◆ **Exercise aim**
The answer must be an exact copy of every record below.

◆ **Entries taken from a collection**
|---|
PR #632, opened 2023-03-12
Add devcontainer configuration

dciborow:
Adding a devcontainer configuration which can be used with GitHub Codespace or with VSCode to create a local container.

The configuration includes the basics configurations for Python.

### DIFF
--- a/.devcontainer/Dockerfile
+++ b/.devcontainer/Dockerfile
@@ -1,0 +1,12 @@
+FROM mcr.microsoft.com/devcontainers/python:3
+
+RUN python -m pip install --upgrade pip \
+    && python -m pip install pytest pytest-cov \
+    && python -m pip install 'flit>=3.8.0'
+
+ENV FLIT_ROOT_INSTALL=1
+
+COPY pyproject.toml README.rst ./
+RUN mkdir -p flit \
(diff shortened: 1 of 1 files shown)


.devcontainer/Dockerfile
```diff
@@ -0,0 +1,18 @@
...
+COPY pyproject.toml README.rst ./
+RUN mkdir -p flit \
+    && python -m flit install --only-deps --deps develop \
+    && rm -r pyproject.toml README.rst flit
+
+// ENV FLIT_ALLOW_INVALID=1
+
+// COPY pyproject.toml .
+// RUN python -m flit install --only-deps --deps develop \
+//     && rm -r pyproject.toml
```
dciborow, line 18:
```suggestion
    && python -m pip install 'flit>=3.8.1'

ENV FLIT_ROOT_INSTALL=1
ENV FLIT_ALLOW_INVALID=1

COPY pyproject.toml .
RUN python -m flit install --only-deps --deps develop \
    && rm -r pyproject.toml
```

dciborow: after this PR is completed, we can update the docker file.
https://github.com/pypa/flit/pull/631

PR #639, opened 2023-04-20
fix: regular flag was not set

### LINKED ISSUE #634: RECORD has incorrect file mode in generated archives
The file mode is incorrect for generated files:

```console
$ zipinfo dist/*.whl
...
?rw-r--r--  2.0 unx      104 b- defN 16-Jan-01 00:00 wheel-0.38.4.dist-info/entry_points.txt
-rw-r--r--  2.0 unx     1107 b- defN 23-Jan-27 13:33 wheel-0.38.4.dist-info/LICENSE.txt
?rw-r--r--  2.0 unx       81 b- defN 16-Jan-01 00:00 wheel-0.38.4.dist-info/WHEEL
?rw-r--r--  2.0 unx     2051 b- defN 16-Jan-01 00:00 wheel-0.38.4.dist-info/METADATA
?rw-r--r--  2.0 unx     2747 b- defN 16-Jan-01 00:00 wheel-0.38.4.dist-info/RECORD
```

Notice the file flag is `?` for all the generated files - `stat.S_IFREG` is not being set.

See https://github.com/pypa/wheel/issues/506, where this was just fixed in `wheel` (though it only had an issue with `RECORD`, while flit-core has this for more files). The fix was in https://github.com/pypa/wheel/pull/511. It should be fairly straightforward to apply the same fix here - `0o664 | stat.S_IFREG` should be used instead of 0o664 here: https://github.com/pypa/flit/blob/532bdaabafe0660b6c7494d8043ec4fa15b286a8/flit_core/flit_core/wheel.py#L140
Or it should be or'd in later, like when this function is called or inside this function: https://github.com/pypa/flit/blob/532bdaabafe0660b6c7494d8043ec4fa15b286a8/flit_core/flit_core/wheel.py#L35-L37
Actually, that function has a comment about making it a regular file by setting an extra bit but literally doesn't do it (and not sure what `0xFFFF` mention is, it's 0x8000, and and'ing with `0xFFFF` is done elsewhere). So that's where it probably should be done. But then again, that function runs on the actual regular files too, but those should be already regular files.

This doesn't "break" anything as far as I know, it's just slightly ugly with the `?`'s and technically incorrect.

henryiii:
Closes #634.

### DIFF
--- a/flit_core/flit_core/wheel.py
+++ b/flit_core/flit_core/wheel.py
@@ -33,7 +33,7 @@ def _write_wheel_file(f, supports_py2=False):
 
 
 def _set_zinfo_mode(zinfo, mode):
-    # Set the bits for the mode and bit 0xFFFF for “regular file”
+    # Set the bits for the mode
     zinfo.external_attr = mode << 16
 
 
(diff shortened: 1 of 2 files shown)


takluyver:
Thanks @henryiii !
|---|
◆ **Your response**
PR #632, opened 2023-03-12
Add devcontainer configuration

dciborow:
Adding a devcontainer configuration which can be used with GitHub Codespace or with VSCode to create a local container.

The configuration includes the basics configurations for Python.

### DIFF
--- a/.devcontainer/Dockerfile
+++ b/.devcontainer/Dockerfile
@@ -1,0 +1,12 @@
+FROM mcr.microsoft.com/devcontainers/python:3
+
+RUN python -m pip install --upgrade pip \
+    && python -m pip install pytest pytest-cov \
+    && python -m pip install 'flit>=3.8.0'
+
+ENV FLIT_ROOT_INSTALL=1
+
+COPY pyproject.toml README.rst ./
+RUN mkdir -p flit \
(diff shortened: 1 of 1 files shown)


.devcontainer/Dockerfile
```diff
@@ -0,0 +1,18 @@
...
+COPY pyproject.toml README.rst ./
+RUN mkdir -p flit \
+    && python -m flit install --only-deps --deps develop \
+    && rm -r pyproject.toml README.rst flit
+
+// ENV FLIT_ALLOW_INVALID=1
+
+// COPY pyproject.toml .
+// RUN python -m flit install --only-deps --deps develop \
+//     && rm -r pyproject.toml
```
dciborow, line 18:
```suggestion
    && python -m pip install 'flit>=3.8.1'

ENV FLIT_ROOT_INSTALL=1
ENV FLIT_ALLOW_INVALID=1

COPY pyproject.toml .
RUN python -m flit install --only-deps --deps develop \
    && rm -r pyproject.toml
```

dciborow: after this PR is completed, we can update the docker file.
https://github.com/pypa/flit/pull/631

PR #639, opened 2023-04-20
fix: regular flag was not set

### LINKED ISSUE #634: RECORD has incorrect file mode in generated archives
The file mode is incorrect for generated files:

```console
$ zipinfo dist/*.whl
...
?rw-r--r--  2.0 unx      104 b- defN 16-Jan-01 00:00 wheel-0.38.4.dist-info/entry_points.txt
-rw-r--r--  2.0 unx     1107 b- defN 23-Jan-27 13:33 wheel-0.38.4.dist-info/LICENSE.txt
?rw-r--r--  2.0 unx       81 b- defN 16-Jan-01 00:00 wheel-0.38.4.dist-info/WHEEL
?rw-r--r--  2.0 unx     2051 b- defN 16-Jan-01 00:00 wheel-0.38.4.dist-info/METADATA
?rw-r--r--  2.0 unx     2747 b- defN 16-Jan-01 00:00 wheel-0.38.4.dist-info/RECORD
```

Notice the file flag is `?` for all the generated files - `stat.S_IFREG` is not being set.

See https://github.com/pypa/wheel/issues/506, where this was just fixed in `wheel` (though it only had an issue with `RECORD`, while flit-core has this for more files). The fix was in https://github.com/pypa/wheel/pull/511. It should be fairly straightforward to apply the same fix here - `0o664 | stat.S_IFREG` should be used instead of 0o664 here: https://github.com/pypa/flit/blob/532bdaabafe0660b6c7494d8043ec4fa15b286a8/flit_core/flit_core/wheel.py#L140
Or it should be or'd in later, like when this function is called or inside this function: https://github.com/pypa/flit/blob/532bdaabafe0660b6c7494d8043ec4fa15b286a8/flit_core/flit_core/wheel.py#L35-L37
Actually, that function has a comment about making it a regular file by setting an extra bit but literally doesn't do it (and not sure what `0xFFFF` mention is, it's 0x8000, and and'ing with `0xFFFF` is done elsewhere). So that's where it probably should be done. But then again, that function runs on the actual regular files too, but those should be already regular files.

This doesn't "break" anything as far as I know, it's just slightly ugly with the `?`'s and technically incorrect.

henryiii:
Closes #634.

### DIFF
--- a/flit_core/flit_core/wheel.py
+++ b/flit_core/flit_core/wheel.py
@@ -33,7 +33,7 @@ def _write_wheel_file(f, supports_py2=False):
 
 
 def _set_zinfo_mode(zinfo, mode):
-    # Set the bits for the mode and bit 0xFFFF for “regular file”
+    # Set the bits for the mode
     zinfo.external_attr = mode << 16
 
 
(diff shortened: 1 of 2 files shown)


takluyver:
Thanks @henryiii !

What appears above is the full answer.